唐惟妙的媽媽很早就發現,家里的兩個孩子,性格雖然差不多,是又乖又叛逆的孩子,可本質上截然相反。
唐惟妙是表面乖,看起來很好說話,也好相處,可她的叛逆在骨子里,本質上渴望危險尋求刺激,膽魄要比她哥哥強悍許多。
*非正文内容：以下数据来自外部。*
PR #1020, opened 2018-04-02
Fix an assert on VMManager in Fable

ergo720:
This fixes the assert in Fable in https://github.com/Cxbx-Reloaded/game-compatibility/issues/389
BTY, it will still assert shortly after but this ones comes from EmuX86. In particular, looking at the eip when the assert triggers I see the offending instruction is 0f 20 d8, which disassembles as mov    eax,cr3 

capture
capture2

### DIFF
--- a/src/CxbxKrnl/VMManager.cpp
+++ b/src/CxbxKrnl/VMManager.cpp
@@ -1660,16 +1660,15 @@ xboxkrnl::NTSTATUS VMManager::XbAllocateVirtualMemory(VAddr* addr, ULONG ZeroBit
 			AlignedCapturedBase = ROUND_DOWN(CapturedBase, X64KB);
 			AlignedCapturedSize = ROUND_UP_4K(CapturedSize);
 
-			// Only reserve memory if the base address is higher than XBE_IMAGE_BASE
-
-			if ((AlignedCapturedBase >= XBE_IMAGE_BASE + ROUND_UP_4K(CxbxKrnl_Xbe->m_Header.dwSizeofImage) && AlignedCapturedBase < XBE_MAX_VA) ||
-				(AlignedCapturedBase >= XBE_MAX_VA &&
-				(VAddr)VirtualAlloc((void*)AlignedCapturedBase, AlignedCapturedSize, MEM_RESERVE, PAGE_NOACCESS) != AlignedCapturedBase))
+			if ((VAddr)VirtualAlloc((void*)AlignedCapturedBase, AlignedCapturedSize, MEM_RESERVE, PAGE_NOACCESS) != AlignedCapturedBase)
 			{
-				// Something else is already mapped at the specified address, report an error and bail out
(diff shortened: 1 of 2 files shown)


src/CxbxKrnl/VMManager.cpp
```diff
@@ -1660,16 +1660,15 @@ xboxkrnl::NTSTATUS VMManager::XbAllocateVirtualMemory(VAddr* addr, ULONG ZeroBit
 			AlignedCapturedBase = ROUND_DOWN(CapturedBase, X64KB);
 			AlignedCapturedSize = ROUND_UP_4K(CapturedSize);
 
-			// Only reserve memory if the base address is higher than XBE_IMAGE_BASE
-
-			if ((AlignedCapturedBase >= XBE_IMAGE_BASE + ROUND_UP_4K(CxbxKrnl_Xbe->m_Header.dwSizeofImage) && AlignedCapturedBase < XBE_MAX_VA) ||
-				(AlignedCapturedBase >= XBE_MAX_VA &&
-				(VAddr)VirtualAlloc((void*)AlignedCapturedBase, AlignedCapturedSize, MEM_RESERVE, PAGE_NOACCESS) != AlignedCapturedBase))
+			if ((VAddr)VirtualAlloc((void*)AlignedCapturedBase, AlignedCapturedSize, MEM_RESERVE, PAGE_NOACCESS) != AlignedCapturedBase)
```
PatrickvL: Wouldn't this leak?

src/CxbxKrnl/VMManager.cpp
```diff
@@ -1660,16 +1660,15 @@ xboxkrnl::NTSTATUS VMManager::XbAllocateVirtualMemory(VAddr* addr, ULONG ZeroBit
...
 			{
-				// Something else is already mapped at the specified address, report an error and bail out
+				// VirtualAlloc failed, check to see if we are reserving the memory for the xbe sections
```
PatrickvL: It failed if it returned null, but any other address is still allocated and if not stored and used after this, it would be a leak, right?

ergo720: If lpAddress !=0 it means I'm requesting to specifically allocate/reserve the memory at the specified address suggested and nowhere else (for that you pass 0 as suggested address). If it fails it means it couldn't allocate/reserve the memory at lpAddress and so nothing else has been allocated/reserved

src/CxbxKrnl/VMManager.cpp
ergo720: If this call succeeds than the resulting address must AlignedCapturedBase and nothing else, since that is what I've requested to the function. Its value will be stored in the vma by ConstructVMA so we won't lose it

src/CxbxKrnl/VMManager.cpp
PatrickvL: Ah, okay, if it won't return anything else but the requested address, then there's no leak. Thanks for clarifying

而唐惟笑的叛逆更外顯,更表面,他抽煙他騎摩托打耳洞戴滿手戒指,他想讓人從他的外表就能判斷出他與眾不同,可真接觸了,又會發現,他的內在是個惜命顧家的乖孩子。
惜命顧家的唐惟笑,跌跌撞撞往樹林里走。
他忘了自己在哪,也忘了遭遇過什么。頭昏腦漲的,像極了醉酒。唐惟笑判斷,可能是他在參加考核時,出現失誤,撞到了腦袋,摔昏了。
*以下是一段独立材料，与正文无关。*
PR #1023, opened 2018-04-02
Introduced D3D8LTCG database

jarupxx:
Now, lots of D3D8 patches have been unused. This database will be useful for the remaining PATCH. until improve GPU LLE over time.


RadWolfie:
Hello @jarupxx We had some discussion on discord about HLE database. We're planning to separate HLE Database which will become as "symbol table" library to allow other xbox emulator/tools use it in their own application for research purpose. All the patches will be move into its own patch table internally.

LukeUsher:
Amazing that this even works at all since LTCG can inline functions, change calling conversions etc as well as just change signatures... (I saw the screenshots on Discord, so I know it does at least somewhat work)

How do you plan to handle these cases? We may even need per-game patches for functions where calling conventions changed (hopefullly, none did :P)

LukeUsher:
Let's see how this goes...

jarupxx:
I have no plan for those functions... And who cares them ;)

他認為考核還沒結束,自己必須得回到考場去。學霸的本能驅使他往深林里鉆。
直到遇上一群穿官服的巡林妖,唐惟笑才慢慢反應過來,他好像,被吞了。
吞他的那東西,化成一團黏液似的,剩下的他也不記得了,反正現在,他被一群穿戴奇怪的妖團團圍住。
身上的槍是空彈,具備殺傷性的武器只有一把軍用小刀。
半個月的培訓結果,讓唐惟笑牢記了最重要的一點,遇到有思維能力,像人的妖,就積極投降,表明身份。
這群妖有組織有統一的冷兵器,打扮像古代士兵。
判斷完畢,唐惟笑他舉起手,暈暈乎乎喊“我是醫生,醫生”
之后,他就被帶走了。
帶走的方法不太文明,這些妖莽得很,抓起他像扛牲口一樣,先捆后抬。
唐惟笑忍了這種不把他當人看的野蠻行為,迅速把于時教的知識點在腦中過了一遍。
先判定自己的位置,之后積極想辦法求援。
唐惟笑被抬進了一座古城,黃沙漫漫,街道破舊。被冷風一吹,唐惟笑也完全清醒了,瞇著眼睛觀察四周有無標志性建筑。
并沒有。
這種破敗的城池,肯定是沒有郵局的,應該是學校手冊上介紹的那種小驛站,特點就是有車馬進出,有一兩個會讀寫的妖支攤替人寫信。
“有黃沙,似沙漠的地區”唐惟笑回憶起講義上的知識點。
界內西邊,位置靠里,又有樹林相鄰,有封建領主。
“應該是河之源附近。”他喃喃著。
只是,河之源附近好幾個封建王朝區,他目前所處的又會是哪一個
終于,這群士兵停了下來,進行工作交接后,把他交給了衣服齊整,官銜更高的妖。
這妖的臉起碼有三只s型號手機那么長,樣貌像馬又似驢。
他提起唐惟笑,把他扔進了府衙的小偏房,鎖了起來。
這地方離茅廁近,蠅蟲亂飛,味道還難聞。
唐惟笑回憶著一路走來,聽到的對話,很難懂。
講義上有提到過,這種不接受外來信息,停留在千年前封建時期的妖區,語言體系也與現代的漢語普通話不同。所以,這種封建區域,除了極個別擁有天賦,會變通語言的大妖,剩下的妖講話,外界人是聽不懂的。
語言不通,也判斷不出這具體是哪個“王朝”。唐惟笑深思熟慮后,取出信號彈,對準窗口,調整好角度,放了出去。
這之后,他立刻把身上所有具有威脅性的東西都從窗口扔到了隔壁的茅廁坑。
半晌,有妖過來搜身,唐惟笑極度配合,端著茫然神色讓他們剝走了外套和褲子,過了會兒,小妖又進來脫了他的鞋,連襪子也拿走了,扔給他一件活像孝服的麻布衣。
唐惟笑保住了褲衩,裹上了麻布。
“帥哥披麻袋也是帥哥。”他樂觀道。
到了晚上,唐惟笑已經被茅廁腌入味了,一個味道那也不覺得臭了,他人自在了許多,扒柴架床準備休息。
這時,柴門打開,進來了個矮胖如球的大肚子妖,帶著一股水腥味,圍著唐惟笑轉了三圈,和一旁的馬臉官員說了什么。
唐惟笑聽不太懂,看著他們比劃了幾個手勢,大肚子妖掏出一串銅錢,數了半吊,給了馬臉官員。